• [TASK INPUTS]:
● ● ● ●
PR #320, opened 2022-12-16
fix(CI): Move clippy to fmt step so e2e test can proceed regardless

willemneal:
### What

Title

### Why

Prevent e2e tests from being blocked by clippy error

### Known limitations

N/A

### DIFF
--- a/.github/workflows/rust.yml
+++ b/.github/workflows/rust.yml
@@ -5,8 +5,6 @@ on:
     branches: [main, release/**]
   pull_request:
 
-env:
-  RUSTFLAGS: -Dwarnings -Dclippy::all -Dclippy::pedantic
 
 defaults:
   run:
@@ -27,7 +25,8 @@ jobs:
     steps:
     - uses: actions/checkout@v3
     - run: rustup update
-    - run: cargo fmt --all --check
+    - run: cargo fmt --check
+    - run: cargo clippy -- -Dwarnings -Dclippy::all -Dclippy::pedantic
 
   rust-analyzer-compat:
     runs-on: ubuntu-latest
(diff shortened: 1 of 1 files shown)


willemneal:
@leighmcculloch Does clippy differ for different targets?

.github/workflows/rust.yml
```diff
@@ -27,7 +25,8 @@ jobs:
     steps:
     - uses: actions/checkout@v3
     - run: rustup update
-    - run: cargo fmt --all --check
+    - run: cargo fmt --check
+    - run: cargo clippy -- -Dwarnings -Dclippy::all -Dclippy::pedantic
```
leighmcculloch, line 29: Clippy actually builds all of the code, it's like `cargo check` or `cargo build` plus additional linters, so I don't think it should live in the fmt step. The fmt step is intended to be a fast fail on formatting issues, where as clippy will build the entire application which will take a while.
● ● ● ●
• [WORK REQUEST]:
Each line of the listing is to be repeated exactly.

• [FINAL ANSWER]:
PR #320, opened 2022-12-16
fix(CI): Move clippy to fmt step so e2e test can proceed regardless

willemneal:
### What

Title

### Why

Prevent e2e tests from being blocked by clippy error

### Known limitations

N/A

### DIFF
--- a/.github/workflows/rust.yml
+++ b/.github/workflows/rust.yml
@@ -5,8 +5,6 @@ on:
     branches: [main, release/**]
   pull_request:
 
-env:
-  RUSTFLAGS: -Dwarnings -Dclippy::all -Dclippy::pedantic
 
 defaults:
   run:
@@ -27,7 +25,8 @@ jobs:
     steps:
     - uses: actions/checkout@v3
     - run: rustup update
-    - run: cargo fmt --all --check
+    - run: cargo fmt --check
+    - run: cargo clippy -- -Dwarnings -Dclippy::all -Dclippy::pedantic
 
   rust-analyzer-compat:
     runs-on: ubuntu-latest
(diff shortened: 1 of 1 files shown)


willemneal:
@leighmcculloch Does clippy differ for different targets?

.github/workflows/rust.yml
```diff
@@ -27,7 +25,8 @@ jobs:
     steps:
     - uses: actions/checkout@v3
     - run: rustup update
-    - run: cargo fmt --all --check
+    - run: cargo fmt --check
+    - run: cargo clippy -- -Dwarnings -Dclippy::all -Dclippy::pedantic
```
leighmcculloch, line 29: Clippy actually builds all of the code, it's like `cargo check` or `cargo build` plus additional linters, so I don't think it should live in the fmt step. The fmt step is intended to be a fast fail on formatting issues, where as clippy will build the entire application which will take a while.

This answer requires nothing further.